Hope, these are the kinds of flashbacks I always get. Usually it's just a feeling or emotional overload. Sometimes I get a quick flash of a disturbing image that I can not even define, and WHAM, trigger city. YOU ARE NOT NUTS. I go through this everyday. They can be very disconcerting when you are not used to them. Your trauma work must be kicking in! Remember to take care of yourself and validate your feelings and experince.

Bec
 
becvan

Hey bec, :thumbs-up THX...It really is comforting to know that someone understands exactly what I'm saying. Quick flashes of some very disturbing images, oh yes'. My PTSD use to manifest itself 100% daily with no controls...No help in sight. Much time has passed with PTSD symptoms shifting or something. Manif. differently. I seemingly have had more control, an improv. of sorts over some yrs. Perhaps dissociation, I'm not sure. Not suggesting I was w/o flashbacks & PTSD symptoms. Definately got hit again & again, but it was as if it never happened the following day, when I'd suit up and show up. So Bec, you're right, I'm not use to these. (or of staying aware of my flashbacks). THX so much for your reassurance.

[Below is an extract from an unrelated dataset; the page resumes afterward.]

PR #138, opened 2021-01-12
Min support for manual rendering (as an implementation detail)

ryantrem:
This change adds the minimum needed to easily support manual rendering in the shared Babylon Native / React Native integration layer. Android and iOS continue to use automatic rendering, but this should let us use the shared code for the React Native for Windows integration (where we need to do manual rendering). Later we should expose something like `BeginRenderingView`/`EndRenderingView` to allow for more efficient render loops, but the RNW integration as is does not use that, so that's an improvement we can make later. We also need to sort out how to do the `ResetView` logic in the manual rendering case, but that already has other issues we need to figure out in the RNW integration. So again, min changes needed to bring the in-progress RNW integration onto the shared code.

Can you or anyone else tell me in few specific words what it is that causes someone to suffer short-term memory loss relating to PTSD sympt. (ex: flashbacks, fit of anger, mean streak when triggers come one after another, sky-high anxiety, awful feelings of helpless/hopelessness) ect. while much long-term memory remains? Prior to finding hope again and to doing my trauma work, I now recall my husb. often very angry and frust. with me at times claiming I had a short-term mem. prob. and in my belief he was always the cause of the sudden uproar. Apoligize if I'm not making sense...but if anyone knows what I'm talking about, or if it is dissociation please do tell. THX again Bec.